WHAT IS BEING ASKED: Return a copy of every line in the records that includes the word "None".

[Saved data entries]
PR #283, opened 2014-04-28
[LIBCLOUD-544] GCE: fix adding node metadata at node creation

zerthimon:
Passing a simple metadata dict to create_node GCE driver method doesn't work.
GCE api requires the following structure for metadata:
metadata = {"items": [{"value": "val1", "key": "key1"}, {"value": "val2", "key": "key2"}]}

This fix converts simple dict to what the API wants.

### DIFF
--- a/libcloud/compute/drivers/gce.py
+++ b/libcloud/compute/drivers/gce.py
@@ -1196,6 +1196,10 @@ class GCENodeDriver(NodeDriver):
                                               image=image,
                                               use_existing=use_existing_disk)
 
+        if ex_metadata is not None:
+            ex_metadata = {"items": [{"key": k, "value": v}
+                                     for k, v in ex_metadata.items()]}
+
         request, node_data = self._create_node_req(name, size, image,
                                                    location, ex_network,
                                                    ex_tags, ex_metadata,
--- a/libcloud/compute/drivers/gce.py
+++ b/libcloud/compute/drivers/gce.py
@@ -1196,6 +1196,10 @@ class GCENodeDriver(NodeDriver):
                                               image=image,
                                               use_existing=use_existing_disk)
 
+        if ex_metadata != None:
+            ex_metadata = {"items": [{"key": k, "value": v}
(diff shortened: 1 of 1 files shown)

ANSWER TO THIS PROBLEM:
+        if ex_metadata is not None:
+        if ex_metadata != None:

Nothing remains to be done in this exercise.